Pożegnania z rodzinami nie były wyjątkowe, myśleli, że wrócą. Gdy znaleźli się już w lesie, każdy z nich wspiął się na inne drzewo, i przywiązani sznurami czekali na przybycie Niemców. Jeden z mężczyzn z pewnych przyczyn nie podążył za kolegami, być może miał problemy z wejściem, tego dokładnie nie wiadomo. Schronił się prawdopodobnie pod gęstymi krzakami. Gdy oprawcy przybyli do lasu, nie zauważyli żadnego z mężczyzn. Do czasu. Psy tropiące znalazły buty. Nie wiadomo, dlaczego one się tam znalazły, ewidentnie był to przypadek, zapomnienie.

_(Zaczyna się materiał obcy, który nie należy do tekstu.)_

PR #282, opened 2018-12-20
gsAssembler::updateSolution works for vector valued functions

Shamanskiy:
Why copying the visitor? This may require a copy constructor

### DIFF
--- a/src/gsAssembler/gsAssembler.h
+++ b/src/gsAssembler/gsAssembler.h
@@ -450,21 +450,23 @@ public: /* Element visitors */
     /// @brief Iterates over all elements of the domain and applies
     /// the \a ElementVisitor
     template<class ElementVisitor>
-    void push(ElementVisitor & visitor)
+    void push(const ElementVisitor & visitor)
     {
         for (index_t np = 0; np < m_pde_ptr->domain().nPatches(); ++np)
         {
+            ElementVisitor curVisitor = visitor;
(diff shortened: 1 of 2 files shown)


Shamanskiy:
I changed gsAssembler::updateSolution so that it works for vector valued functions as well, i.e. for solutions with several unknowns, each unknown has dimension one. Inspired by gsAssembler::constructSolution

src/gsAssembler/gsAssembler.h
```diff
@@ -454,9 +454,8 @@ class gsAssembler
     {
         for (index_t np = 0; np < m_pde_ptr->domain().nPatches(); ++np)
         {
-            ElementVisitor curVisitor = visitor;
             //Assemble (fill m_matrix and m_rhs) on patch np
-            apply(curVisitor, np);
+            apply(visitor, np);
```
filiatra: Hi Alex, do you need this change or is it just to avoid the extra copy ?
the copy is needed for paralellization...

Shamanskiy: No, I don't need it. I was just wondering: in the next function , push a nontrivial boundary visitor, there is no copy. Now I remember that we did it together in Delft in a hurry. I ll put a copy there then.  https://github.com/gismo/gismo/blob/bca4e24e5addc7297c7708e9b94fde1b73d3cd0f/src/gsAssembler/gsAssembler.h#L463-L469

PR #287, opened 2019-01-18
Issue3

codewerfer:
fix part of https://github.com/gismo/internal/issues/3

* change branch to master for submodules at init. (this affects all cmake . builds)
  * add KEEPBRANCH parameter - ignores master branch
  * logic to change branch in every submodule individual


codewerfer:
ok, don't get it why there is a linker error

codewerfer:
@stefantakacs I think you can squash and merge it.

filiatra:
Hi, I updated the ctest script, please adjust the cronjobs and check that all works OK,
there is a new iption -D GISMO_SUBMODULES to be set as a list of submodules to be activated.

codewerfer:
> Hi, I updated the ctest script, please adjust the cronjobs and check that all works OK,
> there is a new iption -D GISMO_SUBMODULES to be set as a list of submodules to be activated.

Fails on both Windows and Linux Continuous builds - today was the first run of the new script.

Logfile from Windows gives no information - and exited with LastTaskResult 0. But under Linux there is some information:
> CMake Error at /home/gismo/cdash/cdash/ctest_script_cont.cmake:593 (if):
  if given arguments:
    "GREATER" "0"
  Unknown arguments specified

https://github.com/gismo/gismo/blob/0ddcc29ac5a94f0a39d3b29a25ca2415fd196717/cmake/ctest_script.cmake#L592-L593
CMake is very delicate how somebody should handle a return parameter. My tests shown that it must be set with `set(${varname} ... PARENT_SCOPE)`, and no usage as like `math(EXPR varname "...")` or `math(EXPR ${varname} "...")` should be used or makes sense.

```cmake
function(myF r1 r2 r3 r4 r5 r6)
  #a
  set(r1 1 PARENT_SCOPE)
  #b
  set(${r2} 2 PARENT_SCOPE)
  #c
  set(${r3} 3 PARENT_SCOPE)
  math(EXPR r3 "4")
  #d
  set(${r4} 5 PARENT_SCOPE)
  math(EXPR ${r4} "6")
  #e
  math(EXPR r5 "7")
  set(${r5} 8 PARENT_SCOPE)
  #f
  math(EXPR ${r6} "9")
  set(${r6} 10 PARENT_SCOPE)
 
  message("r1: ${r1}")
  message("r2: ${r2}")
  message("r3: ${r3}")
  message("r4: ${r4}")
  message("r5: ${r5}")
  message("r6: ${r6}")
endfunction()

myF(a b c d e f)
message(a:${a})
message(b:${b})
message(c:${c})
message(d:${d})
message(e:${e})
message(f:${f})
```
Result:
> r1: a
r2: b
r3: 4
r4: d
r5: 7
r6: f
a:
b:2
c:3
d:5
e:
f:10

So, my best solution was to use local variables and parse the result to the parameter at the end of a function with a `set(${parameter} ${localvar} PARENT_SCOPE)`. (There was a reason why I had so many messages for everything in the code).

cmake/ctest_script.cmake
```diff
@@ -396,15 +462,37 @@ endif()
...
+    OUTPUT_VARIABLE gitHash)
+    execute_process(COMMAND ${CTEST_UPDATE_COMMAND} submodule
+      WORKING_DIRECTORY ${CTEST_SOURCE_DIRECTORY}
+      OUTPUT_VARIABLE submoduleHashes)
+    set(${res} " ${gitHash} gismo\n${submoduleHashes}\n")
+endmacro(get_git_status)
+
+function(update_gismo ug_ucount)
+  #this should be last.
+  ctest_update(SOURCE ${CTEST_SOURCE_DIRECTORY} RETURN_VALUE updcount)
```
codewerfer: Think this updates submodules too - if the change on HEAD, will be get the update count?

filiatra: This should update the submodules not to HEAD, but detached mode..

filiatra:
I think the return argument should work now (did not check yet!).

cmake/ctest_script.cmake
```diff
@@ -482,7 +483,7 @@ function(update_gismo ug_ucount)
 	WORKING_DIRECTORY ${CTEST_SOURCE_DIRECTORY}/extensions/${submodule})
       ctest_update(SOURCE ${CTEST_SOURCE_DIRECTORY}/extensions/${submodule} RETURN_VALUE ug_upd_sm)
       if (${ug_upd_sm} GREATER 0)
-	math(EXPR updcount "${updcount} + ${ug_upd_sm}")
+	math(EXPR ${ug_ucount} "${${ug_ucount}} + ${ug_upd_sm}")
```
codewerfer: You have no write access to the variable/parameter at **PARENT_SCOPE** via `math(EXPR ${ug_ucount} "...")`.
Only `set(${ug_ucount} ... PARENT_SCOPE)` has write access to the variable/parameter at parent scope.
(And only if it is a parameter (a new variable) at parent scope, otherwise it seams we have no chance to write to it, but well, we do not want to override variables of the PARENT_SCOPE by accident, like using the same name twice).

Think of it like 2 separate variables, one is a copy you can access with `${var}`, the other is a reference you can't access normally, but the `set(${var} ... PARENT_SCOPE)` can - the `set(var ...)` will break it up. So every write to `${var}` modifies only the copy. And nearly every read of `${var}` is only one of the copy. Nearly, because a `set(${var} ${var} PARENT_SCOPE)` has the reference for all parameters that are not defined local (with `set(var ...)`) on both sides and doesn't do anything in our case. - Well, because our ${var} gets to be a variable with the name par (if function f was called as f(par)) it's getting a bit complicate and we should look not to use names twice, write isn't the problem there, it's the read, that should be the parent before a write and the local after a write and is a bit brain dizzying. 

Therefore on the local scope it seams to work - I think you tested it with the out-commented `#if (${ug_ucount} GREATER 0) endif()`, but on the parent scope, it's not known that something changed - or that the variable `updcount` has a value. So we result in an error saying **`if( GREATER 0)` doesn't work**.

By the way, you do not include the result value of `ctest_update(SOURCE ${CTEST_SOURCE_DIRECTORY} RETURN_VALUE updcount)`. OK, seams you thought that it is the same parameter(name), but not the same scope.

filiatra: Probably macros work more the way we want, so I changed to a macro now!

codewerfer: Macros do also need the PARENT_SCOPE if I remember correct to get out. All variables are just copies. My girlfriend say's I should stop now - I'm still at home and **this** keeps me busy.

cmake/ctest_script.cmake
```diff
@@ -426,9 +514,9 @@ macro(run_ctests)
   endif()
   #set(CTEST_LABELS_FOR_SUBPROJECTS ${LABELS_FOR_SUBPROJECTS}) #!Dangerous!
 
-  ctest_configure(OPTIONS "${CMAKE_ARGS};-DCTEST_USE_LAUNCHERS=${CTEST_USE_LAUNCHERS};-DBUILD_TESTING=ON;-DDART_TESTING_TIMEOUT=${CTEST_TEST_TIMEOUT}")
+  ctest_configure(OPTIONS "${CMAKE_ARGS};${SUBM_ARGS};-DCTEST_USE_LAUNCHERS=${CTEST_USE_LAUNCHERS};-DBUILD_TESTING=ON;-DDART_TESTING_TIMEOUT=${CTEST_TEST_TIMEOUT}")
 
-  ctest_submit(PARTS Configure Update)
+  ctest_submit(PARTS Configure Update Notes)
```
codewerfer: This happens immediately, or?

filiatra: I did not think of this, will make a new commit to make sure that it is the case.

Wspomniany mieszkaniec, który obrał inną drogę schronienia, zostawił buty pod drzewem, a skutek tej omyłki miał okrutny finał. Niemcy natychmiast domyślili się całej sytuacji, spojrzeli przez lornetki i zaczęli bezlitosne rozstrzelanie. A trwało to długo, bo nie rozumieli, dlaczego ciała nie spadają.
10- letnia wtedy Wiktoria Wawrzaszek doskonale pamięta te czasy, zginął jej ojciec, a widoki, o których mówi, są wstrząsające Taki z Wydrza - Decowski - to wisiał na gałęzi, na takim korniku, ze Stopyrą z Rakszawy. To tak ich ścieni, że z głowy wylewał się mózg, ja pamiętam, że to wyglądało jak takie malutkie kiszeczki. Człowiek sobie jeszcze wtedy nie uzmysławiał, że tak to wygląda. Babka nieboszczka mnie wtedy jeszcze podprowadziła bliżej. Mężczyzna, który przez nieuwagę zostawił buty, przeżył. Łącznie jednak zginęło 11 osób. Teraz w miejscu ich śmierci znajduje się krzyż, a trochę dalej pomnik upamiętniający. Ile par butów mija te miejsca, nie wiedząc, dlaczego zostały wyszczególnione?
Z panią Agnieszką i panem Wojciechem rozmawiałam jeszcze na temat wiedzy lokalnej historii wśród mieszkańców, zwłaszcza tych młodych. Tak, to nie jest łatwe, aby ocalić to od zapomnienia. Udało nam się, przynajmniej w pewnej części, zatrzymać historię w książce o „Mieszkańcach Rakszawy na starej fotografii”.- mówiąc to, pani Rzepka otwiera i pokazuje mi egzemplarz, o którym mówi- Tutaj są dwie fotografie dotyczące wydarzenia, na temat którego rozmawiamy. Pierwsza mówi o pogrzebie. Mamy tutaj 6 trumien rozstrzelanych mężczyzn. Druga, bardzo wymowna, z kobietami, żonami, matkami tych osób, które poniosły tak tragiczną śmierć. Może właśnie w tej książce, gdy ktoś będzie ją przeglądał, szukał swoich korzeni, natknie się na chociażby te fotografie, być może zacznie myśleć i wertować nad historiami, które tutaj się rozegrały.
Ciężko mi uzmysłowić sobie historie, o których się dowiedziałam. Gdy usłyszałam je pierwszy raz, brzmiały jak powieść, która przecież nie mogła wydarzyć się naprawdę. Zwłaszcza, że związane są z tak malowniczym miejscem, jakim jest Julin. Na zakończenie pragnę dać fragment wypowiedzi pani Wiktorii Wawrzaszek, który mocno mnie poruszył. Mnie, czyli osobę, dla której wojna jest znana tylko z kart historii. Gdy zobaczyliśmy z daleka, że gestapo jechało, to obok były takie krzaczki. Wpadliśmy w te krzaczki, pod te sosny, żeby nas nie było widać. A oni widzieli, że te dzieci idą, puścili serię w powietrzę. A myśmy się tak wystraszyli. Boże, jaki to był strach… jaki to był strach! Żeby się nikt takiego nie doczekał…Były to czasy, żebyście się dzieci nigdy wojny nie doczekały!